2.3 Experiment 2 –Extended durations up to five minutes

To further analyze the stability of the observed time compression effect over extended periods, we tested temporal frequency (FRQ) effects at trials of longer duration. We only considered temporal frequency as a visual feature in Experiment 2 to keep the size of the experiment tractable, since we found no significant differences between the tested visual features in Experiment 1. To maintain participant engagement and for ecological validity at longer durations, Experiment 2 employed sequences of short video clips arranged into “movies”, instead of static images. The trials tested in Experiment 2 varied in duration, including: 30s, one minute, three minutes, and five minutes.

Participants and apparatus. In the follow-up replication study (Section 2.2) we verified that similar results could be found both in HMDs and CDs when using analogous experimental set ups. Given that Experiment 2 deals with longer temporal durations, to avoid a potential confounding effect of fatigue caused by prolonged exposure [25] in HMDs, we use CDs. The stimuli were presented on a Samsung display (S24F350FHU, 1920x1080 spatial resolution, 60Hz), at a distance of 60cm from the viewer. Fifty-one participants took part in Experiment 2 (20 female, mean age 22.9 years).

Stimuli. The videos used in Experiment 2 consisted of 700 three-second video clips from the Moments dataset [26]. The set of videos was manually curated to exclude high arousal actions, synthetic content, text, or manipulated playback speed. Randomly ordered sequences of videos were arranged to form each trial. Since video clips had a fixed duration of 3s, the number of video clips per trial was a function of the length of the trial (10 clips for 30s trials, 20 clips for one minute trials, 60 clips for three minute trials and 100 clips for five minute trials). No transition effects were applied between different clips inside a given trial. Videos were played as continuous “movies” composed of back-to-back 3s clips.

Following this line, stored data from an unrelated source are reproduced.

PR #12621, opened 2023-02-08
Runtime config tests

### LINKED ISSUE #12508: Test runtime config export and import for zkapp and non-zkapp accounts
Test the roundtrip of importing and exporting ledger consisting of both zkapp and non-zkapp accounts using runtime config (ledger in the config file is the same format as well)

psteckler:
Add tests for `Runtime_config` (in `Genesis_ledger_helper_lib`).

- for runtime ledgers with no zkApp accounts, make sure omitted account fields are the same as you'd get by running `Account.create`
- if the specified token in the runtime config is not the default, make sure the delegate is `None`, just as you'd get with `Account.create`
- for ledgers with zkApp accounts, you have to specify all fields, but the verification key may be `null`; make sure that's same as in `Zkapp_account.default`

Other changes: 
- make `pk` required in accounts in the runtime config
- rename `state` to `app_state` to match other OCaml code (we're spelling out `verification_key`, right?)
- rename library from `coda_runtime_config` to `mina_runtime_config`

Closes #12508.


psteckler:
!ci-build-me

psteckler:
!ci-build-me

psteckler:
!ci-build-me

bkase (approved):
product ✅

src/lib/genesis_ledger_helper/lib/genesis_ledger_helper_lib.ml
```diff
@@ -645,3 +624,193 @@ let runtime_config_of_precomputed_values (precomputed_values : Genesis_proof.t)
     ; ledger = None
     ; epoch_data = None
     }
+
+(*
```
deepthiskumar: remove the commented code?

src/lib/genesis_ledger_helper/lib/genesis_ledger_helper_lib.ml
```diff
@@ -645,3 +624,193 @@ let runtime_config_of_precomputed_values (precomputed_values : Genesis_proof.t)
...
+      let default = Mina_base.Zkapp_account.default in
+      let zkapp_account =
+        match account.zkapp with
+        | None ->
+            failwith "Expected zkApp account in account"
+        | Some zkapp ->
+            zkapp
+      in
+      assert (
+        Option.equal Verification_key_wire.equal zkapp_account.verification_key
```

Temporal frequency. To induce a high temporal frequency in sequences of videos, we subdivided each 3s clip into 1s cuts that were then reshuffled, effectively increasing temporal changes in visual content without changing the totality of visual information presented.

Procedure. Experiment 2 was carried out using half-duration judgements for measuring the perception of time, following the procedure outlined in Experiment 1 (see Section 2.1). Participants were randomly assigned to one of the four possible duration conditions, and completed all the trials with the same presentation duration to avoid bias effects due to differences in trial durations. For simplicity, we only used the 55% sampling point (prompting participants to make temporal judgements after 16.5s elapsed within 30s trials, after 33s for one minute trials, 99s for three minute trials and 165s for five minute trials), which means each duration had only two possible conditions (2 magnitude levels x 1 sampling point x 1 visual feature). Each participant completed 6 trials, for a total duration between three minutes (in the case of 30s trials) and 30 minutes (for five minute trials).

Statistical analysis. Each of the sampled trial durations was analyzed separately, testing for significant differences in high vs low magnitude levels of FRQ with Chi-square proportions tests. The answer variable was binary, as in Experiment 1.

Results. With a significance level established at p = 0.05 the duration of H-FRQ stimuli was significantly underestimated for trial durations up to three minutes (higher p_under,55 for H-FRQ, see Fig 5): 16.3% of trials in L-FRQ condition vs. 38.9% in H-FRQ at 30s (χ² = 13.27, p = 0.001, post hoc power = 0.83, ES = 0.586); 18.7% L-FRQ vs 68.7% H-FRQ at one-minute (χ² = 50.99, p = 0.001, post hoc power = 0.99, ES = 0.635); 25% L-FRQ vs. 52% H-FRQ at three-minute trials (χ² = 15.39, p = 0.001, post hoc power = 0.88, ES = 0.579). At five-minute trials, however, the effect was no longer present: 16.6% L-FRQ vs. 16.6% H-FRQ (χ² = 0, p = 1).

Y axis: % of answers. X axis: Temporal duration of the trials (30s, 1min, 3min, 5min). The displayed bars correspond to p_under,55 at the 55% sp (underestimation). The percentage of correct answers for each case is complementary to the displayed value in the graph (p_corr,55+p_under,55 = 100%). Like in Experiment 1, underestimation is more frequent in high magnitude levels, in this case in trials with a duration of up to three minutes.